Make sure that someone (data protection lead?) in your organisation has a reasonable understanding of the GDPR and its requirements.  This probably means either extensive reading or attending a course.  Make sure the course is delivered by someone who specialises in data protection and isn’t someone who suddenly became an expert yesterday.  The level of course needed will depend on your organisation (size, complexity, sensitivity of data, regulatory issues).

After the course the data protection lead may well be in a position to drive compliance, but will certainly need support from across the organisation.  If this hasn’t been done already it is essential to carry out a personal data audit (also known as a data mapping, data asset register).  This records the personal data you process and what you do with it.  It may also be appropriate to buy template documents, in which case it is essential to read them carefully and adapt them your needs and how you operate, using the information in your personal data audit – otherwise they will be useless.  If you deal with a large amount of sensitive data or vulnerable data subjects it may be appropriate to get support from a reputable consultant, who should be able to make things understandable and limited to what you need.

Some sort of training for all staff is essential.  If you have an infringement of the legislation and it is caused by a member of staff who has not had training in that particular aspect of compliance you are likely to have a major problem.

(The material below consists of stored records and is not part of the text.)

PR #194, opened 2023-05-25
Developer Mode UI improvements

bgrins:
* Update iterationCount slider label on input instead of change
* Allow ctrl/cmd click on a suite label in addition an input

Preview - https://devmode-3--speedometer-preview.netlify.app/?developerMode

### DIFF
--- a/resources/developer-mode.mjs
+++ b/resources/developer-mode.mjs
@@ -100,8 +100,16 @@ export function createUIForSuites() {
         checkbox.id = suite.name;
         checkbox.type = "checkbox";
         checkbox.checked = !suite.disabled;
-        checkbox.onclick = (event) => {
+        checkbox.onchange = () => {
             suite.disabled = !checkbox.checked;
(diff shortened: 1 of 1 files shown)


flashdesignory:
super nit: instead of having two buttons "select all" "unselect all", would it be possible to use a simple toggle?

bgrins:
> super nit: instead of having two buttons "select all" "unselect all", would it be possible to use a simple toggle?

I did consider something like that when porting from the interactive UI, but it seemed ambiguous what should happen if you press the toggle button when some subset of suites are checked (should it select all or select none?). I'm sure that's solvable but I think the main use cases for this UI are (a) seeing all the suites listed in one place (b) selecting a single suite and (c) a helper UI for people who don't know the don't know the other params / names, which are all covered by the naive thing.

rniwa (approved):

flashdesignory (approved):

The important thing to remember is to be proportionate and think about the journey.  Don’t try to do everything by tomorrow, but make sure you have a plan and keep it moving.

 

Footnote: In this blog I have referred to the GDPR.  I should really have referred to data protection legislation – in the context of the UK this includes the GDPR, the Data Protection Act 2018 and the Privacy and Electronic Communications Regulations.